Gageons qu’il s’agit du début d’un reversement de tendance qui arrive à point nommé avec le recul des champignons mais aussi de la pyrale!
La disparition du buis serait un désastre écologique, économique et culturel
Le buis commun subit les ravages d’un papillon d’origine asiatique, détecté en Europe en 2007. Pour combattre la pyrale, l’entomologiste Hervé Jactel propose une stratégie de lutte biologique et des conservatoires botaniques pour sauvegarder le végétal.
Tribune. Dimanche 14 avril, une semaine avant Pâques. Les cloches sonnent dans mon village. Des fidèles se pressent à l’église, porteurs de rameaux à bénir. Ce sont quelques branches de buis, qu’ils conserveront pour protéger leur foyer. Mais cette tradition ne sera peut-être un jour qu’un lointain souvenir. Non pas que les chrétiens auront oublié le symbole, mais parce que le buis aura disparu.
Le buis commun (ou buis toujours vert, Buxus sempervirens) est un arbuste natif de nos contrées, présent depuis le sud-ouest de l’Europe jusqu’au Caucase. Particulièrement rustique, il pousse dans les sous-bois de nombreuses moyennes montagnes ou en plaine, s’accommodant de sols pauvres et secs. Déjà utilisé au paléo¬lithique pour la qualité de son bois, il est un composant emblématique du jardin à la française car ses petites feuilles et sa robustesse en font le matériau idéal pour l’art topiaire.
Rentabilité
Oui mais voilà. Le monde contemporain est tel qu’il est plus rentable d’élever en pot et de tailler les buis en Chine, d’en importer plus d’un million par an pour les revendre en Europe, que de les produire sur place. Oui mais voilà. Il advint un jour qu’un papillon asiatique, la pyrale du buis Cydalima perspectalis, pondit sur ces buis destinés à l’exportation. Les chenilles, arrivées saines et sauves en Europe, eurent tôt fait de se réveiller, donnant des papillons qui volèrent bientôt (ils peuvent parcourir plusieurs dizaines de kilomètres) vers des buis sauvages. Détectée pour la première fois en Allemagne en 2007, douze ans plus tard la pyrale du buis a envahi toute l’Europe, sauf la Scandinavie.

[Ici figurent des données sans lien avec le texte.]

PR #195, opened 2016-01-14
improve conda install logging

tomkinsc:
in the event that conda installs result in a json decoding error,
installs now fall back to our wrappers, and log messages are emitted.


dpark01:
nice, I like this implementation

Ce phénomène vient à la suite de nombreuses introductions d’insectes exotiques dans les forêts européennes, en moyenne onze nouvelles espèces par an depuis le début des années 2000, avec un risque qui ne cesse de s’accélérer. En cause, l’augmentation exponentielle des échanges commerciaux, notamment avec l’Asie, et l’accélération du transport qui place désormais la Chine à dix jours de train de la France en suivant les « nouvelles routes de la soie« .

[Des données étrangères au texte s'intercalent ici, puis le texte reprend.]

PR #203, opened 2016-02-16
fix to snpeff availabl_databases() for conda-based installs

tomkinsc:
the version of snpeff installed by conda relies on a shell script wrapper, and must be called differently than a standard jar file. this difference in invocation was present in snpeff.execute() but not snpeff.available_databases(). The latter now relies on snpeff.execute(). The execute() function itself has been changed to use
util.misc.run() rather than subprocess.check_call() so we can capture the output (it is read to get the list of available databases)

### DIFF
--- a/tools/snpeff.py
+++ b/tools/snpeff.py
@@ -59,7 +59,7 @@ class SnpEff(tools.Tool):
             ] + args
 
         _log.debug(' '.join(tool_cmd))
-        return util.misc.run(tool_cmd)
+        return util.misc.run(tool_cmd, stdin=stdin)
 
     def has_genome(self, genome):
         if not self.known_dbs:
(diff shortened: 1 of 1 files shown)


tools/snpeff.py
```diff
@@ -43,22 +44,22 @@ def version(self):
...
             ] + args
         else:
             tool_cmd = [
-                self.install_and_get_path(), '-Xmx' + JVMmemory, '-Djava.io.tmpdir=' + tempfile.tempdir, command
+                self.install_and_get_path(), '-Xmx' + JVMmemory, '-Djava.io.tmpdir=' + tempfile.gettempdir(), command
             ] + args
 
         _log.debug(' '.join(tool_cmd))
-        subprocess.check_call(tool_cmd, stdin=stdin, stdout=stdout)
+        return util.misc.run(tool_cmd)
```
dpark01: The end of annotate_vcf relies on being able to pass a file handle as the stdout named parameter, and it looks like this change may not accomodate that?

tomkinsc: Thanks, nice catch. I'll change `annotate_vcf()`.

dpark01:
any idea what's going on with landscape.io these days? anyway, this PR looks good

tomkinsc:
Not sure why landscape is failing. I pinged their support email a while ago back when we had a syntax error in our pylint dotfile, and there doesn't seem to be a way to get more verbose error reporting.

tomkinsc:
Looks like landscape may be having issues because it cannot install pysam.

« LES DÉGÂTS SONT CONSIDÉRABLES, AUSSI BIEN DANS LES JARDINS QUE DANS LES SOUS-BOIS DE NOS FORÊTS, OFFRANT UN SPECTACLE DE DÉSOLATION »
L’invasion de la pyrale du buis serait passée inaperçue si l’insecte n’était un redoutable défoliateur, particulièrement prolifique (les femelles peuvent pondre jusqu’à mille œufs chacune). Ses chenilles sont très voraces, se nourrissant des feuilles, puis de l’écorce des jeunes pousses quand le feuillage a disparu. Si bien que les deux ou trois générations annuelles de l’insecte conduisent de plus en plus souvent à la mort du buis. Les dégâts sont considérables, aussi bien dans les jardins que dans les sous-bois de nos forêts, offrant un spectacle de désolation. Au point que les forestiers craignent désormais pour la survie de l’espèce en Europe !

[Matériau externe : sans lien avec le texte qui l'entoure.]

PR #206, opened 2016-02-18
add conda install method to MUMmer tool

tomkinsc:


dpark01:
I was just looking around in the MUMmer INSTALL documentation and it unfortunately says this:

>    To make all of the scripts and executables accessible from different
directories, simply add the full MUMmer directory path to your system PATH, or
link the desired MUMmer programs to your favorite bin directory. Please note
that the 'make' command dynamically generates the MUMmer scripts with the
appropriate paths, therefore if the MUMmer directory is moved after the 'make'
command is issued, the scripts will fail to run. If the MUMmer executables
are needed in a directory other than the install directory, it is recommended
that the install directory be left untouched and its files linked to the
desired destination. An alternative would be to move the install directory and
reissue the 'make' command at the new location.

Hmm... sounds like MUMmer+Conda might be a little more work?

tomkinsc:
The conda recipe may need some adjustment to create symlinks, but at least part of the [problem](https://travis-ci.org/broadinstitute/viral-ngs/jobs/110181901#L930) appears to be in constructing the paths to the various mummer tools:

https://github.com/broadinstitute/viral-ngs/blob/dp-scaffold/tools/mummer.py#L48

Cette disparition serait un désastre écologique, économique et culturel. Ecologique car le buis en bonne santé participe au bon fonctionnement des écosystèmes forestiers et notamment leur régénération, réduit le risque d’avalanche et d’incendie, abrite quarante-trois espèces de champignons et dix-huit d’invertébrés strictement inféodés (qui disparaîtront avec la mort des buis). Socio-économique car le buis fournit une extraordinaire variété d’usages, depuis le bois tourné (flûtes et hautbois, pièces d’échec, chapelets, la plus ancienne tablette d’écriture an bois jamais découverte – 1400 ans avant J.-C. – était en buis) jusqu’aux décors des jardins mondialement célèbres de nos châteaux de la Loire ou du Périgord.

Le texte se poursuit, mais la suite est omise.